(Stored items)
------

Issue #272, opened 2024-12-17
Add support for creating tables using schema, error bounds, and generated columns directly


CGodiksen:
Currently we parse SQL `CREATE TABLE` statements into a table name, schema, possible error bounds, and possible generated columns to create normal tables and model tables. However, in some cases it can be ideal to support creating tables directly using this table data instead of having to parse the table data into a SQL statement and then parse it back in ModelarDB. 

Furthermore, if it is possible to create tables using table data directly, then this can also be used when we initialize the database of a server node in a cluster to avoid having to save the SQL that was used to create a table. This could simplify the metadata Delta Lake further.

PR #275, opened 2025-01-19
Added new CreateTables action to create tables using table metadata

CGodiksen:
This PR implements https://github.com/ModelarData/ModelarDB-RS/issues/272 by adding a new `CreateTables` action to the server and manager that can be used to create tables using table metadata instead of a `CREATE TABLE` SQL statement.

This new action takes a record batch encoded as bytes in the action body and creates the tables with the type, name, schema, potential error bounds, and potential generated columns in the record batch. Note that multiple tables can be created with a single call to `CreateTables`.

Since we can now create tables without SQL, the initialization process for server nodes in a cluster has been changed to no longer use SQL to initialize the database schema of the added node. Instead, the table metadata for the missing tables are transferred from the manager to the new server node, and the same process as in the new action is used to create the tables.

This means that it was no longer necessary to save `CREATE TABLE` SQL statements in the metadata delta lake so those columns have been removed as well as the metadata delta lake functionality related to the SQL columns.

### DIFF
--- a/crates/modelardb_manager/src/cluster.rs
+++ b/crates/modelardb_manager/src/cluster.rs
@@ -17,6 +17,7 @@
 
 use std::collections::VecDeque;
 
+use arrow::record_batch::RecordBatch;
 use arrow_flight::flight_service_client::FlightServiceClient;
 use arrow_flight::{Action, Ticket};
 use futures::stream::FuturesUnordered;
@@ -135,6 +136,22 @@ impl Cluster {
                 "There are no cloud nodes to execute the query in the cluster.".to_owned(),
             ))
         }
+    }
+
+    /// Create tables on each node in the cluster with the given `record_batch` and `key` as metadata.
+    /// If the tables were successfully created on each node, return [`Ok`], otherwise return
+    /// [`ModelarDbManagerError`].
+    pub async fn create_tables(
+        &self,
+        record_batch: &RecordBatch,
+        key: &MetadataValue<Ascii>,
+    ) -> Result<()> {
+        let action = Action {
+            r#type: "CreateTables".to_owned(),
+            body: modelardb_storage::try_convert_record_batch_to_bytes(record_batch)?.into(),
+        };
+
+        self.cluster_do_action(action, key).await
     }
 
     /// For each node in the cluster, execute the given `sql` statement with the given `key` as
--- a/crates/modelardb_manager/src/cluster.rs
+++ b/crates/modelardb_manager/src/cluster.rs
@@ -176,6 +176,51 @@ impl Cluster {
 
         Ok(url.to_owned())
     }
+
+    /// For each node in the cluster, execute the given `action` with the given `key` as metadata.
+    /// If the action was successfully executed for each node, return [`Ok`], otherwise return
+    /// [`ModelarDbManagerError`].
+    pub async fn cluster_do_action(
+        &self,
+        action: Action,
+        key: &MetadataValue<Ascii>,
+    ) -> Result<()> {
+        let mut action_futures: FuturesUnordered<_> = self
+            .nodes
+            .iter()
+            .map(|node| self.connect_and_do_action(&node.url, action.clone(), key))
+            .collect();
+
+        // Run the futures concurrently and log when the action has been executed on each node.
+        while let Some(result) = action_futures.next().await {
+            info!(
+                "Executed action `{}` on node with url '{}'.",
+                action.r#type, result?
+            );
+        }
+
+        Ok(())
+    }
+
+    /// Connect to the Apache Arrow flight server given by `url` and make a request to do `action`
+    /// with the given `key` as metadata. If the action was successfully executed, return the url
+    /// of the node, otherwise return [`ModelarDbManagerError`].
+    async fn connect_and_do_action(
+        &self,
+        url: &str,
+        action: Action,
+        key: &MetadataValue<Ascii>,
+    ) -> Result<String> {
+        let mut flight_client = FlightServiceClient::connect(url.to_owned()).await?;
+
+        // Add the key to the request metadata to indicate that the request is from the manager.
+        let mut request = Request::new(action);
+        request.metadata_mut().insert("x-manager-key", key.clone());
+
+        flight_client.do_action(request).await?;
+
+        Ok(url.to_owned())
+    }
 }
 
 impl Default for Cluster {
--- a/crates/modelardb_manager/src/remote.rs
+++ b/crates/modelardb_manager/src/remote.rs
@@ -25,7 +25,6 @@ use std::str::FromStr;
 use std::sync::Arc;
 
 use arrow::datatypes::Schema;
-use arrow::error::ArrowError;
 use arrow::ipc::reader::StreamReader;
 use arrow::ipc::writer::IpcWriteOptions;
 use arrow_flight::flight_service_server::{FlightService, FlightServiceServer};
@@ -38,6 +37,7 @@ use bytes::Buf;
 use futures::{stream, Stream};
 use modelardb_common::arguments;
 use modelardb_common::remote;
+use modelardb_common::remote::{error_to_status_internal, error_to_status_invalid_argument};
 use modelardb_storage::metadata::model_table_metadata::ModelTableMetadata;
 use modelardb_storage::parser;
 use modelardb_storage::parser::ModelarDbStatement;
@@ -105,7 +105,7 @@ impl FlightServiceHandler {
         let schema = if table_metadata_manager
             .is_normal_table(&table_name)
             .await
-            .map_err(|error| Status::internal(error.to_string()))?
+            .map_err(error_to_status_internal)?
         {
             let delta_table = self
                 .context
@@ -113,25 +113,24 @@ impl FlightServiceHandler {
                 .delta_lake
                 .delta_table(&table_name)
                 .await
-                .map_err(|error| Status::internal(error.to_string()))?;
+                .map_err(error_to_status_internal)?;
 
-            // unwrap() is safe since the schema is always valid.
             let schema = delta_table
                 .get_schema()
-                .map_err(|error| Status::internal(error.to_string()))?
+                .map_err(error_to_status_internal)?
                 .try_into()
-                .unwrap();
+                .map_err(error_to_status_internal)?;
 
             Arc::new(schema)
         } else if table_metadata_manager
             .is_model_table(&table_name)
             .await
-            .map_err(|error| Status::internal(error.to_string()))?
+            .map_err(error_to_status_internal)?
         {
             let model_table_metadata = table_metadata_manager
                 .model_table_metadata_for_model_table(&table_name)
                 .await
-                .map_err(|error| Status::internal(error.to_string()))?;
+                .map_err(error_to_status_internal)?;
 
             model_table_metadata.query_schema
         } else {
@@ -152,7 +151,7 @@ impl FlightServiceHandler {
             .metadata_manager
             .table_metadata_column("table_name")
             .await
-            .map_err(|error| Status::internal(error.to_string()))?;
+            .map_err(error_to_status_internal)?;
 
         if existing_tables
             .iter()
@@ -180,7 +179,7 @@ impl FlightServiceHandler {
             .delta_lake
             .create_normal_table(table_name, schema)
             .await
-            .map_err(|error| Status::internal(error.to_string()))?;
+            .map_err(error_to_status_internal)?;
 
         // Persist the new normal table to the metadata Delta Lake.
         self.context
@@ -189,7 +188,7 @@ impl FlightServiceHandler {
             .table_metadata_manager
             .save_normal_table_metadata(table_name, sql)
             .await
-            .map_err(|error| Status::internal(error.to_string()))?;
+            .map_err(error_to_status_internal)?;
 
         // Register and save the table to each node in the cluster.
         self.context
@@ -198,7 +197,7 @@ impl FlightServiceHandler {
             .await
             .cluster_do_get(sql, &self.context.key)
             .await
-            .map_err(|error| Status::internal(error.to_string()))?;
+            .map_err(error_to_status_internal)?;
 
         info!("Created normal table '{}'.", table_name);
 
@@ -219,7 +218,7 @@ impl FlightServiceHandler {
             .delta_lake
             .create_model_table(&model_table_metadata.name)
             .await
-            .map_err(|error| Status::internal(error.to_string()))?;
+            .map_err(error_to_status_internal)?;
 
         // Persist the new model table to the metadata Delta Lake.
         self.context
@@ -228,7 +227,7 @@ impl FlightServiceHandler {
             .table_metadata_manager
             .save_model_table_metadata(&model_table_metadata, sql)
             .await
-            .map_err(|error| Status::internal(error.to_string()))?;
+            .map_err(error_to_status_internal)?;
 
         // Register and save the model table to each node in the cluster.
         self.context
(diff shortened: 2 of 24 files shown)


crates/modelardb_storage/src/lib.rs
```diff
@@ -311,13 +321,264 @@ fn apache_parquet_writer_properties(
...
+/// Convert a list of optional [`GeneratedColumns`](GeneratedColumn) to a [`ListArray`].
+fn generated_columns_to_list_array(generated_columns: Vec<Option<GeneratedColumn>>) -> ListArray {
+    let mut generated_columns_builder = ListBuilder::new(StringBuilder::new());
+
+    for generated_column in generated_columns {
+        if let Some(generated_column) = generated_column {
+            if let Some(sql_expr) = generated_column.original_expr {
+                generated_columns_builder.values().append_value(sql_expr);
+            } else {
+                generated_columns_builder.values().append_null();
```
skejserjensen, line 460: If a generated column exists for one table in the cluster will it not created issues if it does not exist for other instances of the table on other nodes in the same cluster? Seems generated columns for which the original expression cannot be extracted should be rejected when the table is created as they cannot be propagated to other nodes in the cluster.

crates/modelardb_storage/src/lib.rs
```diff
@@ -311,13 +321,264 @@ fn apache_parquet_writer_properties(
...
+                    Arc::new(schema),
+                    error_bounds,
+                    generated_columns,
+                )?;
+
+                model_table_metadata.push(metadata);
+            }
+            _ => {
+                return Err(ModelarDbStorageError::InvalidArgument(format!(
+                    "Table type '{table_type}' is not supported.",
```
skejserjensen, line 520: Should a boolean array be used for table type to make it impossible to represent anything but normal tables and model tables?

crates/modelardb_storage/src/lib.rs
```diff
@@ -311,13 +321,264 @@ fn apache_parquet_writer_properties(
...
+    }
+
+    Ok((normal_table_metadata, model_table_metadata))
+}
+
+/// Parse the error bound values in `error_bounds_array` into a list of [`ErrorBounds`](ErrorBound).
+/// Returns [`ModelarDbServerError`] if an error bound value is invalid.
+fn array_to_error_bounds(error_bounds_array: ArrayRef) -> Result<Vec<ErrorBound>> {
+    // unwrap() is safe since error bound values are always f32.
+    let value_array = error_bounds_array
```
skejserjensen, line 533: Maybe use the `array!()` macro to shorten the code and make it easy to return the error in the future for casts by changing the macro.

crates/modelardb_storage/src/lib.rs
```diff
@@ -311,13 +321,264 @@ fn apache_parquet_writer_properties(
...
+
+/// Parse the generated column expressions in `generated_columns_array` into a list of optional
+/// [`GeneratedColumns`](GeneratedColumn). Returns [`ModelarDbServerError`] if a generated column
+/// expression is invalid.
+fn array_to_generated_columns(
+    generated_columns_array: ArrayRef,
+    df_schema: &DFSchema,
+) -> Result<Vec<Option<GeneratedColumn>>> {
+    // unwrap() is safe since generated column expressions are always strings.
+    let expr_array = generated_columns_array
```
skejserjensen, line 558: Maybe use the `array!()` macro to shorten the code and make it easy to return the error in the future for casts by changing the macro.

crates/modelardb_storage/src/lib.rs
```diff
@@ -446,4 +707,172 @@ mod tests {
...
+    }
+
+    #[test]
+    fn test_invalid_bytes_to_schema() {
+        assert!(try_convert_bytes_to_schema(vec!(1, 2, 4, 8)).is_err());
+    }
+
+    // Tests for try_convert_record_batch_to_bytes() and try_convert_bytes_to_record_batch().
+    #[test]
+    fn test_convert_record_batch_to_bytes_and_bytes_to_record_batch() {
```
skejserjensen, line 734: Maybe add a test with a model table to ensure it works for both table types.

crates/modelardb_storage/src/lib.rs
```diff
@@ -446,4 +707,172 @@ mod tests {
...
+
+        let expected_schema_bytes =
+            try_convert_schema_to_bytes(&model_table_metadata.query_schema).unwrap();
+        assert_eq!(
+            **record_batch.column(2),
+            BinaryArray::from_vec(vec![&expected_schema_bytes])
+        );
+
+        let error_bounds_array = modelardb_types::array!(record_batch, 3, ListArray).value(0);
+        let value_array = error_bounds_array
```
skejserjensen, line 812: Maybe use the `array!()` macro to shorten the code and make it easy to return the error in the future for casts by changing the macro.

crates/modelardb_storage/src/lib.rs
```diff
@@ -446,4 +707,172 @@ mod tests {
...
+            .as_any()
+            .downcast_ref::<Float32Array>()
+            .unwrap();
+
+        assert_eq!(value_array, &Float32Array::from(vec![0.0, 1.0, -5.0, -0.0]));
+
+        let generated_columns_array = modelardb_types::array!(record_batch, 4, ListArray).value(0);
+        let expr_array = generated_columns_array
```
skejserjensen, line 820: Maybe use the `array!()` macro to shorten the code and make it easy to return the error in the future for casts by changing the macro.

crates/modelardb_storage/src/metadata/table_metadata_manager.rs
```diff
@@ -1103,6 +1046,23 @@ mod tests {
             .unwrap());
     }
```
skejserjensen, line 1048: Maybe add a comment documenting which functions are tested as is done elsewhere.

crates/modelardb_manager/src/cluster.rs
```diff
@@ -137,6 +138,22 @@ impl Cluster {
         }
     }
 
+    /// Create tables on each node in the cluster with the given `record_batch` and `key` as metadata.
+    /// If the tables were successfully created on each node, return [`Ok`], otherwise return
+    /// [`ModelarDbManagerError`].
+    pub async fn create_tables(
+        &self,
+        record_batch: &RecordBatch,
```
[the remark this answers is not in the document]
CGodiksen: Fixed by now checking the schema of the record batch before executing the action.

crates/modelardb_manager/src/cluster.rs
```diff
@@ -176,6 +193,51 @@ impl Cluster {
...
+            info!(
+                "Executed action `{}` on node with url '{}'.",
+                action.r#type, result?
+            );
+        }
+
+        Ok(())
+    }
+
+    /// Connect to the Apache Arrow flight server given by `url` and make a request to do `action`
```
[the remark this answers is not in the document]
CGodiksen: Fixed.

crates/modelardb_manager/src/cluster.rs
```diff
@@ -176,6 +193,51 @@ impl Cluster {
...
+    /// with the given `key` as metadata. If the action was successfully executed, return the url
```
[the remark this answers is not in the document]
CGodiksen: Added text that mentions that the URL is returned to simplify logging.

crates/modelardb_manager/src/remote.rs
```diff
@@ -529,31 +588,52 @@ impl FlightService for FlightServiceHandler {
...
+
+                        modelardb_storage::model_table_metadata_record_batch(&model_table_metadata)
+                            .map_err(error_to_status_internal)?
+                    };
+
+                    record_batches.push(record_batch);
                 }
 
-                let response_body = table_sql_queries.join(";").as_bytes().to_vec();
+                let record_batch =
```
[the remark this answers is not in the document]
CGodiksen: I agree that it would probably be slightly more efficient but I have kept it as it was since the code is not run often and I prefer using a cleaner interface that can also be used elsewhere.

crates/modelardb_server/src/context.rs
```diff
@@ -70,17 +71,34 @@ impl Context {
...
-    pub(crate) async fn create_normal_table(
-        &self,
-        name: String,
-        schema: Schema,
-        sql: &str,
-    ) -> Result<()> {
-        self.check_if_table_exists(&name).await?;
-        self.register_and_save_normal_table(&name, sql, schema)
-            .await?;
+    /// Convert the bytes to a record batch and create tables using the metadata in the record
```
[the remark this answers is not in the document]
CGodiksen: Fixed, also fixed in the other doc comments where we wrote `record batch`.

crates/modelardb_server/src/context.rs
```diff
@@ -154,7 +169,7 @@ impl Context {
 
         // Register the model table with Apache DataFusion.
         self.register_model_table(
-            model_table_metadata.clone(),
+            Arc::new(model_table_metadata.clone()),
```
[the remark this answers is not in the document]
CGodiksen: I have kept it as it was since I think the current structure allows the most borrows and only creates the `Arc` with the clone when necessary.

crates/modelardb_server/src/context.rs
```diff
@@ -434,19 +449,44 @@ impl Context {
...
     use super::*;
 
-    use modelardb_storage::parser;
-    use modelardb_storage::parser::ModelarDbStatement;
     use modelardb_storage::test;
     use tempfile::TempDir;
 
     use crate::data_folders::DataFolder;
 
     #[tokio::test]
```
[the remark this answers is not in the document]
CGodiksen: Fixed.

crates/modelardb_server/src/storage/uncompressed_data_buffer.rs
```diff
@@ -157,21 +157,18 @@ impl UncompressedInMemoryDataBuffer {
...
         let mut columns = Vec::with_capacity(1 + self.values.len());
-        columns.push(compute::take(&timestamps, &sorted_indices, None).unwrap());
+        columns.push(compute::take(&timestamps, &sorted_indices, None)?);
         for value in &mut self.values {
-            columns.push(compute::take(&value.finish(), &sorted_indices, None).unwrap());
+            columns.push(compute::take(&value.finish(), &sorted_indices, None)?);
         }
 
-        // unwrap() is safe as uncompressed_schema only contains timestamps and values.
         Ok(RecordBatch::try_new(
```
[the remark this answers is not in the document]
CGodiksen: Fixed.

crates/modelardb_server/tests/integration_test.rs
```diff
@@ -1311,3 +1312,52 @@ fn test_can_get_node_type() {
 
     assert_eq!(str::from_utf8(&response_bytes).unwrap(), "server");
 }
+
+#[test]
```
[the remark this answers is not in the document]
CGodiksen: It does not seem like we do this in the integration tests. Instead it seems that the module doc comment serves this function and I have therefore left it as it was.

crates/modelardb_server/tests/integration_test.rs
```diff
@@ -1311,3 +1312,52 @@ fn test_can_get_node_type() {
...
+        modelardb_storage::try_convert_record_batch_to_bytes(&table_record_batch).unwrap();
+
+    let action = Action {
+        r#type: "CreateTables".to_owned(),
+        body: table_record_batch_bytes.into(),
+    };
+
+    test_context
+        .runtime
+        .block_on(async { test_context.client.do_action(Request::new(action)).await })
```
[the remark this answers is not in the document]
CGodiksen: An [Issue](https://github.com/ModelarData/ModelarDB-RS/issues/277) has been created to do this in a separate PR.

crates/modelardb_server/tests/integration_test.rs
```diff
@@ -1311,3 +1312,52 @@ fn test_can_get_node_type() {
...
+        modelardb_storage::try_convert_record_batch_to_bytes(&invalid_record_batch).unwrap();
+
+    let action = Action {
+        r#type: "CreateTables".to_owned(),
+        body: invalid_record_batch_bytes.into(),
+    };
+
+    let response = test_context
+        .runtime
+        .block_on(async { test_context.client.do_action(Request::new(action)).await });
```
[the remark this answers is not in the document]
CGodiksen: An [Issue](https://github.com/ModelarData/ModelarDB-RS/issues/277) has been created to do this in a separate PR.

crates/modelardb_storage/src/lib.rs
```diff
@@ -311,13 +321,264 @@ fn apache_parquet_writer_properties(
...
+        record_batches.push(record_batch);
+    }
+
+    concat_batches(schema, &record_batches).map_err(|error| error.into())
+}
+
+/// Return a [`RecordBatch`] constructed from the metadata of a normal table with the name
+/// `table_name` and the schema `schema`. If the schema could not be converted to bytes or the
+/// record batch could not be created, return [`ModelarDbStorageError`].
+pub fn normal_table_metadata_record_batch(
```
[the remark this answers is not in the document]
CGodiksen: Fixed.

crates/modelardb_storage/src/lib.rs
CGodiksen: I am also not entirely sure why `original_expr` in `GeneratedColumn` is `Option<String>` and not just `String`. If we want to change this, I can do this in a separate PR since I do not think it is relevant to this PR.

crates/modelardb_storage/src/lib.rs
CGodiksen: `array!()` is used to extract a column from a record batch which is not the case here. Since this pattern is only used a few times in this file, I have not added a new macro for this specific case.

crates/modelardb_storage/src/lib.rs
CGodiksen: `array!()` is used to extract a column from a record batch which is not the case here. Since this pattern is only used a few times in this file, I have not added a new macro for this specific case.

crates/modelardb_storage/src/lib.rs
CGodiksen: `array!()` is used to extract a column from a record batch which is not the case here. Since this pattern is only used a few times in this file, I have not added a new macro for this specific case.

crates/modelardb_storage/src/lib.rs
CGodiksen: `array!()` is used to extract a column from a record batch which is not the case here. Since this pattern is only used a few times in this file, I have not added a new macro for this specific case.

crates/modelardb_storage/src/lib.rs
CGodiksen: Good idea, fixed.

CGodiksen: Good idea, fixed.

crates/modelardb_storage/src/lib.rs
skejserjensen: Yes let us make the change in a separate PR, just resolve the conversation when an issue has been created.

crates/modelardb_storage/src/lib.rs
skejserjensen: Ups, for some reason I thought of `error_bounds_array` as `RecordBatch`.

crates/modelardb_storage/src/lib.rs
skejserjensen: Ups, for some reason I thought of `error_bounds_array` as `RecordBatch`.

crates/modelardb_storage/src/lib.rs
skejserjensen: Ups, for some reason I thought of `error_bounds_array` as `RecordBatch`.

skejserjensen (approved):

chrthomsen (approved):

------

_Your task_. Please state how many lines of the data hold the string "Persist", with nothing else in your reply.

_Written reply_. 2